Our present study has shown that the IGF-1R intracellular domain directly binds to the NT2 domain of FAK in vitro ( Fig. 2), and that the FAK-NT2 domain co-localizes with IGF-1R in pancreatic cancer
UK-383367 ( Fig. 3). Targeting this interaction with small molecules is a novel strategy for treatment of pancreatic cancer or other cancers. The binding assays conducted in the present study defines the interaction site as the FAK-NT2 domain and N-terminal part of the IGF-1R intracellular domain, allowing the use of a highly efficient computer program DOT to predict the binding model based on the resolved crystal structures of the FAK-NT domain and IGF-1R kinase domain.
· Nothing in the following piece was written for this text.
PR #532, opened 2025-04-05
Reenable the use of the force-soft-floats feature

antoyo:
This fixes an infinite recursion in sqrt for codegen backends that implement intrinsics like simd_fsqrt by calling sqrt on every element of the vector.

This is going to be needed to fix https://github.com/rust-lang/compiler-builtins/issues/649.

DOT was able to find stable docked structures for FAK-NT2 and IGF-1R kinase domain by performing a systematic search over six degrees of freedom, producing the most favorable binding models. Since DOT is restricted to rigid molecules, and does not take solvation
energy into account, the favorable points of interaction between FAK-NT2 and IGF-1 kinase may not be exact. But this approach does provide working models for screening of small molecules that effectively block the protein–protein interaction of interest, demonstrated by the successful identification of Compound 32 as a blocker of FAK/IGF-1R interaction ( Fig. 4D). Since the structure of the IGF-1R juxtamembrane domain is not available for DOT analysis, our present data could not rule out the binding of FAK-NT2 to this part of IGF-1R.